I highly recommend these products. My YLF experienced the same thing with a Dokken - slapping her as she ran back and she would sometimes even spit it out on a return. Great price for what you get!


----------



## Jason E. (Sep 9, 2004)

I have used several of their products and still do. I think u will be happy with them.


----------



## Thomas D (Jan 27, 2003)

I have cut off the heads of the few Dokens I own.


----------



## BLKLAB1 (Mar 21, 2004)

They are most Definatley worth the price and they last.


----------



## Misty Marsh (Aug 1, 2003)

Better quality, cheaper price!


----------



## Jim Scarborough (May 5, 2007)

I recently bought four of the Armadillo Foam flashers to use in my wingers and have been very happy so far, in limited use. From what I can tell with my soft-mouthed Lab, they seem like they will be very durable and don't present the unpleasant odor problems encountered with Dokkens. The dogs also don't seem to have any problems carrying the Armadillo Foam flashers, which puts them ahead of the Avery products, which don't seem to be very dog-friendly. So far, so good.


----------



## marshmonster (Jan 21, 2009)

they are nice for the reasons posted above, and they have the throwing ball (at least the ones I bought did)

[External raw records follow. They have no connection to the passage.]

PR #7503, opened 2021-11-03
Add metadata to AOD

nburmaso:
@jgrosseo, @sawenzel: This is a fixed PR, following #7501

### DIFF
--- a/Detectors/AOD/include/AODProducerWorkflow/AODProducerWorkflowSpec.h
+++ b/Detectors/AOD/include/AODProducerWorkflow/AODProducerWorkflowSpec.h
@@ -208,10 +208,10 @@ class AODProducerWorkflowDPL : public Task
   int mTruncate{1};
   int mRecoOnly{0};
   TString mResFile{"AO2D"};
-  TString mLPMProdTag{"LHC21Axx"};
-  TString mAnchorPass{"pass1"};
-  TString mAnchorProd{"LHC15o"};
-  TString mRecoPass{"pass1"};
+  TString mLPMProdTag{""};
+  TString mAnchorPass{""};
+  TString mAnchorProd{""};
+  TString mRecoPass{""};
   TStopwatch mTimer;
 
   // unordered map connects global indices and table indices of barrel tracks
--- a/Detectors/AOD/include/AODProducerWorkflow/AODProducerWorkflowSpec.h
+++ b/Detectors/AOD/include/AODProducerWorkflow/AODProducerWorkflowSpec.h
@@ -34,6 +34,7 @@
 #include "ReconstructionDataFormats/VtxTrackIndex.h"
 #include "SimulationDataFormat/MCCompLabel.h"
 #include "Steer/MCKinematicsReader.h"
+#include "TMap.h"
 #include "TStopwatch.h"
 
 #include <boost/functional/hash.hpp>
@@ -191,7 +192,7 @@ typedef boost::unordered_map<Triplet_t, int, TripletHash, TripletEqualTo> Triple
 class AODProducerWorkflowDPL : public Task
 {
  public:
-  AODProducerWorkflowDPL(GID::mask_t src, std::shared_ptr<DataRequest> dataRequest) : mInputSources(src), mDataRequest(dataRequest) {}
+  AODProducerWorkflowDPL(GID::mask_t src, std::shared_ptr<DataRequest> dataRequest, std::string resFile) : mInputSources(src), mDataRequest(dataRequest), mResFile(resFile) {}
   ~AODProducerWorkflowDPL() override = default;
   void init(InitContext& ic) final;
   void run(ProcessingContext& pc) final;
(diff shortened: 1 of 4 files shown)


Detectors/AOD/src/AODProducerWorkflowSpec.cxx
```diff
@@ -901,6 +908,34 @@ void AODProducerWorkflowDPL::init(InitContext& ic)
...
+    if (!fResFile->FindObjectAny("metaData")) {
+      // populating metadata map
+      TString dataType = mUseMC ? "MC" : "RAW";
+      mMetaData.Add(new TObjString("DataType"), new TObjString(dataType));
+      mMetaData.Add(new TObjString("Run"), new TObjString("3"));
+      TString converterVersion = "o2 ";
+      converterVersion += o2::fullVersion();
+      converterVersion += " ; root ";
+      converterVersion += ROOT_RELEASE;
+      mMetaData.Add(new TObjString("Run3ConverterVersion"), new TObjString(converterVersion));
```
jgrosseo: You can rename this to "O2Version" and just put `o2::fullVersion` there, then let's make an additional one "ROOTVersion" for `ROOT_RELEASE`

Detectors/AOD/include/AODProducerWorkflow/AODProducerWorkflowSpec.h
```diff
@@ -206,6 +207,11 @@ class AODProducerWorkflowDPL : public Task
   int64_t mTFNumber{-1};
   int mTruncate{1};
   int mRecoOnly{0};
+  TString mResFile{"AO2D"};
+  TString mLPMProdTag{"LHC21Axx"};
+  TString mAnchorPass{"pass1"};
+  TString mAnchorProd{"LHC15o"};
+  TString mRecoPass{"pass1"};
```
jgrosseo: Please put empty defaults. We should not have meaningful defaults (like it was for the run number), this causes trouble often. ;)

Detectors/AOD/src/AODProducerWorkflowSpec.cxx
```diff
@@ -901,6 +908,34 @@ void AODProducerWorkflowDPL::init(InitContext& ic)
...
+      mMetaData.Add(new TObjString("RecoPassName"), new TObjString(mRecoPass));
+      mMetaData.Add(new TObjString("AnchorProduction"), new TObjString(mAnchorProd));
+      mMetaData.Add(new TObjString("AnchorPassName"), new TObjString(mAnchorPass));
+      mMetaData.Add(new TObjString("LPMProductionTag"), new TObjString(mLPMProdTag));
+      LOGF(info, "Metadata: writing into %s", mResFile);
+      fResFile->WriteObject(&mMetaData, "metaData");
+    } else {
+      LOGF(info, "Metadata: target file not found or metadata is already written");
```
jgrosseo: I think this is not the case of file not found. It is just the if  (!fResFile->FindObjectAny("metaData"))
Are there valid cases when this is allowed? Otherwise it should be `fatal`
I think it should also be `fatal` if the output file is not found

Detectors/AOD/src/AODProducerWorkflowSpec.cxx
```diff
@@ -1366,10 +1401,14 @@ DataProcessorSpec getAODProducerWorkflowSpec(GID::mask_t src, bool useMC)
...
     outputs,
-    AlgorithmSpec{adaptFromTask<AODProducerWorkflowDPL>(src, dataRequest, useMC)},
+    AlgorithmSpec{adaptFromTask<AODProducerWorkflowDPL>(src, dataRequest, resFile, useMC)},
     Options{
       ConfigParamSpec{"aod-timeframe-id", VariantType::Int64, -1L, {"Set timeframe number"}},
       ConfigParamSpec{"enable-truncation", VariantType::Int, 1, {"Truncation parameter: 1 -- on, != 1 -- off"}},
+      ConfigParamSpec{"lpmp-prod-tag", VariantType::String, "LHC21Axx", {"LPMProductionTag"}},
+      ConfigParamSpec{"anchor-pass", VariantType::String, "pass1", {"AnchorPassName"}},
+      ConfigParamSpec{"anchor-prod", VariantType::String, "LHC15o", {"AnchorProduction"}},
+      ConfigParamSpec{"reco-pass", VariantType::String, "LHC15o", {"RecoPassName"}},
```
jgrosseo: Empty defaults also here

nburmaso:
Hi @jgrosseo. Thank you for taking a look at the code. I have fixed it according to your comments

sawenzel:
@nburmaso : Can we remove the draft status to trigger the CI?

nburmaso:
@sawenzel, yes sure. Also, notice that TMap is written separately from tables, and some O2DPG scripts may need tuning because of it (e.g. due to files merging)

sawenzel:
@nburmaso : Could you suggest necessary changes in O2DPG yourself? It's not clear to me what needs to be done.

nburmaso:
@sawenzel: I'm not sure myself if changes are even needed, it's only my guess. Sorry if it was too bothersome :)

jgrosseo:
The merger already deals with the meta data correctly.

sawenzel (approved):

PR #7507, opened 2021-11-03
Remove TrackCov from FullTracks

jgrosseo:
To avoid that it is used by habit.

Needs https://github.com/AliceO2Group/O2Physics/pull/246 for CI


jgrosseo:
FullCI OK and changes minimal. Merging.

PR #7510, opened 2021-11-03
Adapt workflow for async processing of pilot beam data

chiarazampolli:
With @martenole

### DIFF
--- a/prodtests/full-system-test/dpl-workflow.sh
+++ b/prodtests/full-system-test/dpl-workflow.sh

but the heads do break off after a lot of use.

the other thing is that the color faded fast on some of mine. now I have a bunch of grey ones

heck of a lot cheaper too


----------



## webfootkennel of IL (Sep 22, 2005)

Armadillo Foam DFT We use them every day I get a year maybe 2 years out of them
which is as long as any product I have used. They will start to break down and absorb water after 3-4 Hundred retrieves.
Keep them in dry storage and out of sunlight to extend their use

The mid-sized duck is my personal favorite, they look like a cripple on the water w/neck extended flat on the water, since they are lighter I can do longer throws from my wingers.

young dogs are easily trained to pick-up the mid-size 4-8 mos and covert easily to the full size DFT as they mature

I would give them a Best on the Market rating


----------



## WindyCreek (Jan 3, 2007)

I echo all of the comments above. I store mine in a rubbermaid storage container after they dry out, it helps extend the life as they are not exposed to UV rays. Also keep a rag with duck scent in the bottom for scent purposes.


----------



## Armadillo (May 7, 2006)

Thanks for the kind remarks.


----------



## dakotaridge (Apr 15, 2006)

Great product. Use mine every day without a problem. The price is right also.


----------



## Brent Keever (Jun 14, 2008)

Well I ordered some of the two inch bumpers and the three inch.


----------